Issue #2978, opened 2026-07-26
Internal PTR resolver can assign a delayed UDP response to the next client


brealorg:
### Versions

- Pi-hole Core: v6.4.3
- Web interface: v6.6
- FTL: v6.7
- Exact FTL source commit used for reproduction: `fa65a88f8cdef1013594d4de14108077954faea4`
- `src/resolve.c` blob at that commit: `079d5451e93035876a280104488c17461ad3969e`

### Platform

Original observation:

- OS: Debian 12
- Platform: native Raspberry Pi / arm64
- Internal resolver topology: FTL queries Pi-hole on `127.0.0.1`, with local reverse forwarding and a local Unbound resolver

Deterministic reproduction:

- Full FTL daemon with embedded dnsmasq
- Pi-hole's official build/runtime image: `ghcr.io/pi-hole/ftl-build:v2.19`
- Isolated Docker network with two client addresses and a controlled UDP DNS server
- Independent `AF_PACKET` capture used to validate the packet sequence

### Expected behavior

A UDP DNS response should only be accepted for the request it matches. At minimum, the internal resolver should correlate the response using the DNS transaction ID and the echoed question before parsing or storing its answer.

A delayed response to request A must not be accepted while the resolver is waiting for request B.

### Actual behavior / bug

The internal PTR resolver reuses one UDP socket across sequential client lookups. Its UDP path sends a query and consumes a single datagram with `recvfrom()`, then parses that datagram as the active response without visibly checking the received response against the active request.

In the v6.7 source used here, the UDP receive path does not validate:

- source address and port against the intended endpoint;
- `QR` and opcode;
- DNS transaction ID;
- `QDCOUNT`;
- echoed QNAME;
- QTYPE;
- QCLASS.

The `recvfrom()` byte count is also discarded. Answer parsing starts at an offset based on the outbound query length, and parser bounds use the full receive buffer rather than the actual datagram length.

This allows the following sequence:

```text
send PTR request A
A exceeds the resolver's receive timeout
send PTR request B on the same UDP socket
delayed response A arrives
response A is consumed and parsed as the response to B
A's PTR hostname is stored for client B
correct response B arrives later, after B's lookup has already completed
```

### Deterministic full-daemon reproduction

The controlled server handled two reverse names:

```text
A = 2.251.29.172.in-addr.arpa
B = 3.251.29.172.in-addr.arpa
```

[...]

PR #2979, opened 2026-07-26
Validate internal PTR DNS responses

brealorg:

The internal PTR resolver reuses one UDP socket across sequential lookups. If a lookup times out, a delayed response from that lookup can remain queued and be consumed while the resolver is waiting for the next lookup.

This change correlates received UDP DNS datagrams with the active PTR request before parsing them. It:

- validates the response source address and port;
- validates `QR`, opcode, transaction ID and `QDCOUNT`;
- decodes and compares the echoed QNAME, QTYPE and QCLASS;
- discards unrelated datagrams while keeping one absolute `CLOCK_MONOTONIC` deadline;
...
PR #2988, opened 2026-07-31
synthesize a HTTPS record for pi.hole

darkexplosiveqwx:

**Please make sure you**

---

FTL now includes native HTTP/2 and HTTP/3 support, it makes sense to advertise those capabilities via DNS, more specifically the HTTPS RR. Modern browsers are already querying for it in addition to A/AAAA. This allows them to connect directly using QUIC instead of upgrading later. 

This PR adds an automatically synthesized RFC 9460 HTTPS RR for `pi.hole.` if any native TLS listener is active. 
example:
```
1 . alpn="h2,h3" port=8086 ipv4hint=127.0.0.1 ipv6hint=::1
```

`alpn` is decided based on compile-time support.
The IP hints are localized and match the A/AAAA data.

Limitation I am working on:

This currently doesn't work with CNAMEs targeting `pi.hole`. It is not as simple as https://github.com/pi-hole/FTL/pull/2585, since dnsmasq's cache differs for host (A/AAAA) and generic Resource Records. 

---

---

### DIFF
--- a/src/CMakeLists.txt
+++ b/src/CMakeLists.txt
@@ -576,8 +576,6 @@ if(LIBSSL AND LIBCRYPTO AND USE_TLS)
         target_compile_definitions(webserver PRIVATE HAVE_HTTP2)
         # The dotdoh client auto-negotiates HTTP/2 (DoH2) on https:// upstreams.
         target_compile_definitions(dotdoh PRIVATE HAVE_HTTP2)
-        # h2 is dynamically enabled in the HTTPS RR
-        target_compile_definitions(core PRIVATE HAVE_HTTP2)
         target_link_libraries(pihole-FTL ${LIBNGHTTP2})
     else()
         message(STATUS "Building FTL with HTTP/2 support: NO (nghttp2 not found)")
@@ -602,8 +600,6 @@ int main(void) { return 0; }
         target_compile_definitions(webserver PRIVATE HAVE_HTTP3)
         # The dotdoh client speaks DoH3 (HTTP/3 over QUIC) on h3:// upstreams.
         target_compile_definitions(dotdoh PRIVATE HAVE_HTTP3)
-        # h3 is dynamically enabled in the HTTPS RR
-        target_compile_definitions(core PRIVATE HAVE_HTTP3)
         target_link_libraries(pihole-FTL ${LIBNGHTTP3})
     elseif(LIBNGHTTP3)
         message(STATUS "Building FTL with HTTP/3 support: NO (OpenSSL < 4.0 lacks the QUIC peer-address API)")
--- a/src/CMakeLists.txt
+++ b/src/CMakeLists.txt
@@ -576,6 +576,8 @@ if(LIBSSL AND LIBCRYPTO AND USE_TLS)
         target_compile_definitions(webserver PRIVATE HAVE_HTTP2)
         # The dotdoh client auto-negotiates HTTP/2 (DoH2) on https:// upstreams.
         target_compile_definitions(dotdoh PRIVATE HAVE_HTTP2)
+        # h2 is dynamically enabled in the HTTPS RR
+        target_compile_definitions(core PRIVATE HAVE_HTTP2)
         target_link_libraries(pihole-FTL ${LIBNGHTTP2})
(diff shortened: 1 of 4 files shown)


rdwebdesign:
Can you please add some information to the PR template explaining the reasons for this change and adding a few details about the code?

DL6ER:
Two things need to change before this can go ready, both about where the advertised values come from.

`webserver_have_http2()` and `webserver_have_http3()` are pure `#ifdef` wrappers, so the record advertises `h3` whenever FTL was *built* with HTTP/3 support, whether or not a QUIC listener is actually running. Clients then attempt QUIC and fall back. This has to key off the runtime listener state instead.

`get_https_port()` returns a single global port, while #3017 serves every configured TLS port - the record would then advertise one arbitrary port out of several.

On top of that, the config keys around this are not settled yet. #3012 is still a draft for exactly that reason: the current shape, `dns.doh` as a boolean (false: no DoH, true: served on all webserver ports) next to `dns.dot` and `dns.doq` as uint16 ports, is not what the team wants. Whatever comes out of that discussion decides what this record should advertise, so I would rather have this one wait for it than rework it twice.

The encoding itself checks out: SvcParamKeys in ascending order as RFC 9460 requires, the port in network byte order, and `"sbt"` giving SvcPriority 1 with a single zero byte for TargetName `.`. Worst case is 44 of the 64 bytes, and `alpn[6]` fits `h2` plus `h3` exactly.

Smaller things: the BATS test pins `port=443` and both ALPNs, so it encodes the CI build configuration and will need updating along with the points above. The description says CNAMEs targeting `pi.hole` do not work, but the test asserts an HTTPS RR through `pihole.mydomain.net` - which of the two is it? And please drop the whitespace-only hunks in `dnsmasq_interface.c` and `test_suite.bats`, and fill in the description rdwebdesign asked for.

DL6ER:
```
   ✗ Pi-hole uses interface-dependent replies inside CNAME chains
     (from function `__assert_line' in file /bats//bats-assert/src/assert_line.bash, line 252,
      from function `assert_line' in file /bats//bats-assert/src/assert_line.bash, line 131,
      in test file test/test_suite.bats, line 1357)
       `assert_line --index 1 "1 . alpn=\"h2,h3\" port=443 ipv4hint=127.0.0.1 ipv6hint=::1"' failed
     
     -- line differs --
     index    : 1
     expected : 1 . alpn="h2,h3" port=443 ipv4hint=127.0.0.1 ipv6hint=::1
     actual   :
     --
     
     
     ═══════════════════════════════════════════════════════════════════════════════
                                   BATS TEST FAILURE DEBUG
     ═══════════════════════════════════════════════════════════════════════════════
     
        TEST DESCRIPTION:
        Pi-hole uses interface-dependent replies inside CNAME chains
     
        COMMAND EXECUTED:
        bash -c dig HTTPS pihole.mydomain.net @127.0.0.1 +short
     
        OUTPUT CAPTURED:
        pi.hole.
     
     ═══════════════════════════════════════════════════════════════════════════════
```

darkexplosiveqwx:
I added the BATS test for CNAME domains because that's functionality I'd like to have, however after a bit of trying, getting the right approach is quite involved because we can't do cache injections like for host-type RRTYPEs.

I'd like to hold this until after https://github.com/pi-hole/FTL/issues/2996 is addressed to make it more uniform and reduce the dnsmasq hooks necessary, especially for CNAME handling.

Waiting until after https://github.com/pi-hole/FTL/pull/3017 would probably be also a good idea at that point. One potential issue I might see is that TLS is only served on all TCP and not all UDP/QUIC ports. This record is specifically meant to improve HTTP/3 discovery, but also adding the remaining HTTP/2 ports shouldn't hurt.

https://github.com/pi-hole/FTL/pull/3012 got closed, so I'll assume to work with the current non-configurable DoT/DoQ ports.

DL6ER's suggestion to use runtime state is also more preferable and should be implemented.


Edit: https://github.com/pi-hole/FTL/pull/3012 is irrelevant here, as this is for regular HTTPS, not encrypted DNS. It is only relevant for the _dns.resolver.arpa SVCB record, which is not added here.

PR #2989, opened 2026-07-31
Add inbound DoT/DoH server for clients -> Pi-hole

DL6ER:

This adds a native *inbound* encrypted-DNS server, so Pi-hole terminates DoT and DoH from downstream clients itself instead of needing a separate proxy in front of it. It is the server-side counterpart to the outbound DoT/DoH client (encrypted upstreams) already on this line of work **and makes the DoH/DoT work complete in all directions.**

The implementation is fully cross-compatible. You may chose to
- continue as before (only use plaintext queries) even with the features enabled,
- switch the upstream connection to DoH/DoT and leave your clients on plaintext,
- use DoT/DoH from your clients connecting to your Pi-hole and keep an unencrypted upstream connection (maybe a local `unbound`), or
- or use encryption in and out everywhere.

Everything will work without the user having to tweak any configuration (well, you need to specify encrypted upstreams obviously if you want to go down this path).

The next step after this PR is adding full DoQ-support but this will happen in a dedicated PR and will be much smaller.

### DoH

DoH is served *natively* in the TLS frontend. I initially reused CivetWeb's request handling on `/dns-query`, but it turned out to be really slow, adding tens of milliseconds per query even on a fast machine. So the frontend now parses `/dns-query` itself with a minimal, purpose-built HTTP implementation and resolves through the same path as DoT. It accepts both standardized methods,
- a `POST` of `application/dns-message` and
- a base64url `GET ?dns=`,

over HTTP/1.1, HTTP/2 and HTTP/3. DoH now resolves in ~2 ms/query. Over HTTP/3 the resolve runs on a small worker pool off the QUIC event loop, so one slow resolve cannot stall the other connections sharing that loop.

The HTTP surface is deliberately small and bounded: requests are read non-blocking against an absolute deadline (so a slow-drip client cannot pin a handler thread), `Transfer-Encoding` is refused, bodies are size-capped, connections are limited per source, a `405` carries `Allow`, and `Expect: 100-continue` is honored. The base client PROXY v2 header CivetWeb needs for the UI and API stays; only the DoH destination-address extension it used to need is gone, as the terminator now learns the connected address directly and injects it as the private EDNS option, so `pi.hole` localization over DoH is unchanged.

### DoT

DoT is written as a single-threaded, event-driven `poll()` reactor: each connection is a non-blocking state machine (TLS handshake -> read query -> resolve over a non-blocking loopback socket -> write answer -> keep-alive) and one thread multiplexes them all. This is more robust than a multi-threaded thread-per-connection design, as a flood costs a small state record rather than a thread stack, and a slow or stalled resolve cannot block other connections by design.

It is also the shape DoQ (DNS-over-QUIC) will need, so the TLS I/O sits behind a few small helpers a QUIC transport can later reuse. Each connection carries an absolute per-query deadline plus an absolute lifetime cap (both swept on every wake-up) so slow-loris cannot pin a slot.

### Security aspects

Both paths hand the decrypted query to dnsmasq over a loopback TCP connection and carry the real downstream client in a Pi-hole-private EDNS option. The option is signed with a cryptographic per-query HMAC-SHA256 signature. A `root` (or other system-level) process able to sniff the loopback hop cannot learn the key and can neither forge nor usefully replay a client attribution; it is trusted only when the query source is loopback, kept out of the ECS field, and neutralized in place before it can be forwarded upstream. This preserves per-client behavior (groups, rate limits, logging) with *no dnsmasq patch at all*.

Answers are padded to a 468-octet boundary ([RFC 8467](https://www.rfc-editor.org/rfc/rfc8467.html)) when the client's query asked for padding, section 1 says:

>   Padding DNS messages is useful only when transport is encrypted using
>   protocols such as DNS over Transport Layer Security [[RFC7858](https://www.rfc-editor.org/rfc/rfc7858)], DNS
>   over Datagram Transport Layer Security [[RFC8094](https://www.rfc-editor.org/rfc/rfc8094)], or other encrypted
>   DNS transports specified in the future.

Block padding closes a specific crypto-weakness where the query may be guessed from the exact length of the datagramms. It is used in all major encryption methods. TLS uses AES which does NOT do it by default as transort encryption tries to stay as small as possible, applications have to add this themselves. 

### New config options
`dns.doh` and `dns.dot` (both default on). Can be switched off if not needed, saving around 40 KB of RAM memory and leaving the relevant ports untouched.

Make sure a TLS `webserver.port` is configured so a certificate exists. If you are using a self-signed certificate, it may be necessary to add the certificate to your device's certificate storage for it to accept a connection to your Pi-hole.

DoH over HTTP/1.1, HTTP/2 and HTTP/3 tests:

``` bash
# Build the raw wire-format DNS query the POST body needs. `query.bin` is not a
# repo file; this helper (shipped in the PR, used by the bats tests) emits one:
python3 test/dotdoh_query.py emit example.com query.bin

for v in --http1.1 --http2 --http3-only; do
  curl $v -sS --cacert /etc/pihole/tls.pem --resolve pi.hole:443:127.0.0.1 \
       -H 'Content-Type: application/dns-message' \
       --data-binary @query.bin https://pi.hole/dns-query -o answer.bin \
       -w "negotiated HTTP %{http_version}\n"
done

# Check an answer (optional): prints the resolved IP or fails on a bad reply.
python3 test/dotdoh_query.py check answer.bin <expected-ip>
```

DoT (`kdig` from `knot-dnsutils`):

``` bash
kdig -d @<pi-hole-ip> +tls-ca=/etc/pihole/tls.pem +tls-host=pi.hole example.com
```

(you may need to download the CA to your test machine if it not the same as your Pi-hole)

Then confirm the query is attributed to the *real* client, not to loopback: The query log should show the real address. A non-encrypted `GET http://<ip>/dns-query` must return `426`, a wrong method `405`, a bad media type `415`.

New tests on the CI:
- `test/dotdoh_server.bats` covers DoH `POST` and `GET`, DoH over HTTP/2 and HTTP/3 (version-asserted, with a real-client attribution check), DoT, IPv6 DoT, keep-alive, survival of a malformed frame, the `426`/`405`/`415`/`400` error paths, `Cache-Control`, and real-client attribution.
---
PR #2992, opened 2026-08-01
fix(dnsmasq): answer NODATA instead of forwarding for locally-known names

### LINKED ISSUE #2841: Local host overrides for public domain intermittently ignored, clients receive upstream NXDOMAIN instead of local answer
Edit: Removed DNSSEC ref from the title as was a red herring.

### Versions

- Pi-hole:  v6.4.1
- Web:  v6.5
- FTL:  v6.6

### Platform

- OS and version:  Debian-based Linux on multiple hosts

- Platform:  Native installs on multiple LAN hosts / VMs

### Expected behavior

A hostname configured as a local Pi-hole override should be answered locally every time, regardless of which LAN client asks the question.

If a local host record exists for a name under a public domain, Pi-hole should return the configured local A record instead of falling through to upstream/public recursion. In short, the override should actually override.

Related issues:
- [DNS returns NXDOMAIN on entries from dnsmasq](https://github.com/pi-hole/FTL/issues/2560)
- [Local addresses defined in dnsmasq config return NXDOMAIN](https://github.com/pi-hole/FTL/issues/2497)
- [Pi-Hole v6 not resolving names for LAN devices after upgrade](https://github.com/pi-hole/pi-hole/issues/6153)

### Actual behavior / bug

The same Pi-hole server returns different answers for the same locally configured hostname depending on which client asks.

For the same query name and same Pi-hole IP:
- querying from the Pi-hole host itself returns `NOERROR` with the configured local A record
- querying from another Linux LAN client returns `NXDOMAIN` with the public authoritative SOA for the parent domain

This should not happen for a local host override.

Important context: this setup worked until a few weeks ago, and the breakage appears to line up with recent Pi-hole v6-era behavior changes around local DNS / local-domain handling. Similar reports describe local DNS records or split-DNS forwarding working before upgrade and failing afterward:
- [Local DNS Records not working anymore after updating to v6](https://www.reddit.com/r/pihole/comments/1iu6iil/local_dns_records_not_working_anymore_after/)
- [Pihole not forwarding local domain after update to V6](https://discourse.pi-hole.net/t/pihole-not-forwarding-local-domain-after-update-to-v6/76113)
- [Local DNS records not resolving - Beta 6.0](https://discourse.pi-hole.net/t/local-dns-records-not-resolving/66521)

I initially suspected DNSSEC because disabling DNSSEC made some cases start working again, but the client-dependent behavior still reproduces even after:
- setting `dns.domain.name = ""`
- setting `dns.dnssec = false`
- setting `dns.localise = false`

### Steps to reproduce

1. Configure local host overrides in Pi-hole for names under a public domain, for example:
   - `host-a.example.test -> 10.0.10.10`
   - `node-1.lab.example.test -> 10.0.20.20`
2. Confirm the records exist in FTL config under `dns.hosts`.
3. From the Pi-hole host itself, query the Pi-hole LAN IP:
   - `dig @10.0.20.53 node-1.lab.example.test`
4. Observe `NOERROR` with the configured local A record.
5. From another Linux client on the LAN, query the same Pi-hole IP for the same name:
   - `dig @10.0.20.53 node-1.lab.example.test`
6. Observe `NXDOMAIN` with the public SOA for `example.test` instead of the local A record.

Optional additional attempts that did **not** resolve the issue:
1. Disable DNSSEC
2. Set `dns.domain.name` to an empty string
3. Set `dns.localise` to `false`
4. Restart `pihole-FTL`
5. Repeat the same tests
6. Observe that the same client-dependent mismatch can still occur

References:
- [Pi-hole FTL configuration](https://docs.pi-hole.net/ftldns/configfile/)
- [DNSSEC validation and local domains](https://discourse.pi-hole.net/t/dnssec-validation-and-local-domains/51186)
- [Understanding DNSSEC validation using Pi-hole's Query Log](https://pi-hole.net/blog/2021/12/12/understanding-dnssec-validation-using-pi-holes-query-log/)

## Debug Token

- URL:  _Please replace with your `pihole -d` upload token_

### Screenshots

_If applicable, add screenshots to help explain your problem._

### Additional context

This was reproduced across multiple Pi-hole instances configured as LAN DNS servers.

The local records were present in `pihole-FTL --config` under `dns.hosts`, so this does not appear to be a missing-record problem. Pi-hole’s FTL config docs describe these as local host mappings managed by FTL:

* Work order *
For each line of the listing that holds the word "AAAA", show that line.

* Expected answer *
FTL now includes native HTTP/2 and HTTP/3 support, it makes sense to advertise those capabilities via DNS, more specifically the HTTPS RR. Modern browsers are already querying for it in addition to A/AAAA. This allows them to connect directly using QUIC instead of upgrading later. 
The IP hints are localized and match the A/AAAA data.
This currently doesn't work with CNAMEs targeting `pi.hole`. It is not as simple as https://github.com/pi-hole/FTL/pull/2585, since dnsmasq's cache differs for host (A/AAAA) and generic Resource Records. 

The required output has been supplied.